At Columbia Pacific Food Bank, 21 volunteers — or approximately half the total volunteers — are part of RSVP, according to Columbia Pacific Food Bank executive director Alex Tardif. Most of those volunteers approached the food bank first and were then connected with RSVP, Tardif said.
RSVP volunteers also staff the front desk at the Columbia County Courthouse, which houses county offices and the circuit court system. When the county opens up additional offices in the John Gumm building, which it purchased last year, volunteers will also be needed to staff reception at that building.
Heimuller requested $30,000 from the county's economic development budget for a senior volunteer program in the coming fiscal year, but the budget is still pending.
CRF&R "has gone above and beyond the call of duty" in sponsoring RSVP, Heimuller said, but the fire district's board ultimately decided the program wasn't in line with its mission.
"Spending our district's funding on programs that don't directly relate to fire and EMS limits our ability to give our very best to the constituents we serve," CRF&R spokeswoman Jennifer Motherway said.
Fire board minutes from a February meeting stated that it had "recently been discovered" that the district was paying more than the budgeted amount to supplement RSVP. The district's budget shows expenses for RSVP total $81,435, roughly $5,000 more than the AmeriCorps grant.
CRF&R spokeswoman Jennifer Motherway said Fire Chief Joel Medina, who was hired in December 2020, "reviewed the financials and reported to the board that the program was financially untenable." The cost of the RSVP administrator position, including salary, benefits and associated payroll costs, was roughly $96,000 per year, Motherway said — far more than the amount included in the fire district's budget.
CRF&R board members said that the original expectation was that sponsoring RSVP would not add significant expenses for the fire district, meeting minutes show.
But Motherway said that the in-kind match required to receive the federal funding has primarily come from the fire district.
"In-kind donations in smaller amounts have been provided over the years from other entities, but not enough to support what this program offers and lessen the fire district's financial liability," Motherway said.
Heimuller said he has spoken to federal legislators about the issue with the AmeriCorps grant bid cycle "ad nauseum, until I'm blue in the face."

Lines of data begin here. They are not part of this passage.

PR #2357, opened 2023-05-31
Migrate resource `databricks_catalog` to Go SDK

nkvuong:
## Changes

Migrate `databricks_catalog` resource to Go SDK.

## Tests

- [x] `make test` run locally
- [x] using Go SDK

### DIFF
--- a/catalog/resource_catalog.go
+++ b/catalog/resource_catalog.go
@@ -5,6 +5,7 @@ import (
 	"fmt"
 	"log"
 
+	"github.com/databricks/databricks-sdk-go/service/catalog"
 	"github.com/databricks/terraform-provider-databricks/common"
 	"github.com/hashicorp/terraform-plugin-sdk/v2/helper/schema"
 )
@@ -17,17 +18,8 @@ func ucDirectoryPathSuppressDiff(k, old, new string, d *schema.ResourceData) boo
 	return false
 }
 
-type CatalogsAPI struct {
-	client  *common.DatabricksClient
-	context context.Context
-}
-
-func NewCatalogsAPI(ctx context.Context, m any) CatalogsAPI {
-	return CatalogsAPI{m.(*common.DatabricksClient), context.WithValue(ctx, common.Api, common.API_2_1)}
-}
-
 type CatalogInfo struct {
-	Name         string            `json:"name" tf:"force_new"`
+	Name         string            `json:"name"`
 	Comment      string            `json:"comment,omitempty"`
 	StorageRoot  string            `json:"storage_root,omitempty" tf:"force_new"`
 	ProviderName string            `json:"provider_name,omitempty" tf:"force_new,conflicts:storage_root"`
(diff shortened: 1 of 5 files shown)


catalog/resource_catalog.go
```diff
@@ -80,39 +40,77 @@ func ResourceCatalog() *schema.Resource {
...
+			if err != nil {
+				return err
+			}
+			var updateCatalogRequest catalog.UpdateCatalog
+			common.DataToStructPointer(d, catalogSchema, &updateCatalogRequest)
+			ci, err := w.Catalogs.Update(ctx, updateCatalogRequest)
+			// We need to update the resource data because Name is updatable
+			// So if we don't update the field then the requests would be made to old Name which doesn't exists.
+			d.SetId(ci.Name)
+			if err != nil {
```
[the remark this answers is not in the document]
nkvuong: changed the code to only set the new Id after a successful update

catalog/resource_catalog.go
```diff
@@ -17,56 +18,16 @@ func ucDirectoryPathSuppressDiff(k, old, new string, d *schema.ResourceData) boo
...
-		return err
-	}
-	for _, s := range schemas.Schemas {
-		if s.Name != name+".information_schema" {
-			schemasAPI.forceDeleteSchema(s.FullName)
-		}
-	}
-
-	return a.client.Delete(a.context, "/unity-catalog/catalogs/"+name, nil)
+	Name          string            `json:"name"`
```
fjakobs, line 22: isn't the `tf:"force_new"` missing here?

catalog/resource_catalog.go
```diff
@@ -80,39 +41,79 @@ func ResourceCatalog() *schema.Resource {
...
 		},
-		Update: update,
+		Update: func(ctx context.Context, d *schema.ResourceData, c *common.DatabricksClient) error {
+			w, err := c.WorkspaceClient()
+			if err != nil {
+				return err
+			}
+			var updateCatalogRequest catalog.UpdateCatalog
+			common.DataToStructPointer(d, catalogSchema, &updateCatalogRequest)
+			ci, err := w.Catalogs.Update(ctx, updateCatalogRequest)
```
alexott, line 99: How it will work when the name is already updated in resource - as I see in the docs, we address catalog by name: https://docs.databricks.com/api/workspace/catalogs/update, so if the name in resource is updated, it won't find an old one to change it.

nkvuong: if the change happened out of bound, then there is not much we can do. what happens with the update operation here is that we call the Update API, update the resource Id to the new name, so that the Get API will use the new name and succeed

nkvuong: credit to @tanmay-db for getting this to worked with the Volume resource, so I am just backporting the fix

catalog/resource_catalog.go
nkvuong: catalog name is updatable through our API but we force recreating the resource because the provider was not able to handle the change in name. Same explanation as the below's comment from Alex

catalog/resource_catalog.go
alexott: If we allow name change, then SDK needs to support that pattern. Inside provider we can find if the name field has changed, and then use previous name (the `d.Id()`) in the URL

nkvuong: we need to do the same for all the UC resources then, as they are all addressed by names.

currently volume handles it like this https://github.com/databricks/terraform-provider-databricks/blob/master/catalog/resource_volume.go#L85

catalog/resource_catalog.go
```diff
@@ -17,56 +18,16 @@ func ucDirectoryPathSuppressDiff(k, old, new string, d *schema.ResourceData) boo
...
-type CatalogsAPI struct {
-	client  *common.DatabricksClient
-	context context.Context
-}
-
-func NewCatalogsAPI(ctx context.Context, m any) CatalogsAPI {
-	return CatalogsAPI{m.(*common.DatabricksClient), context.WithValue(ctx, common.Api, common.API_2_1)}
-}
-
 type CatalogInfo struct {
```
nfx, line 21: @nkvuong did you try using UpdateCatalog for the schema this way we won't have to worry about the new fields?...

catalog/resource_catalog.go
```diff
@@ -17,56 +18,16 @@ func ucDirectoryPathSuppressDiff(k, old, new string, d *schema.ResourceData) boo
...
-			schemasAPI.forceDeleteSchema(s.FullName)
-		}
-	}
-
-	return a.client.Delete(a.context, "/unity-catalog/catalogs/"+name, nil)
+	Name          string            `json:"name"`
+	Comment       string            `json:"comment,omitempty"`
+	StorageRoot   string            `json:"storage_root,omitempty" tf:"force_new"`
+	ProviderName  string            `json:"provider_name,omitempty" tf:"force_new,conflicts:storage_root"`
+	ShareName     string            `json:"share_name,omitempty" tf:"force_new,conflicts:storage_root"`
```
nfx, line 26: this can go into schema callback.

nfx (approved):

"I've been working with Senator (Jeff) Merkley's office, Congresswoman (Suzanne) Bonamici's office, literally on a daily basis," Heimuller said.
In an April 29 letter to the CEO of AmeriCorps, Bonamici urged the organization to make an exception and allow an off-schedule application.
"Holding a grant competition ahead of schedule in this unique situation would allow for limited interruption to the valuable service the Columbia County RSVP initiatives bring to schools and agencies across the region. Given that grant funding cannot be transferred from one entity to another, I ask for your full and fair consideration of administrative flexibility in this unique situation," Bonamici wrote.
As of May 16, Bonamici's request had not been accommodated.
"Everybody sympathizes with the issue," Heimuller said, "(Because) this happens periodically each year. It's just something that needs to be fixed."
He added, "When they set the whole thing up, they just simply didn't factor in what happens if a program sponsor decides they want out."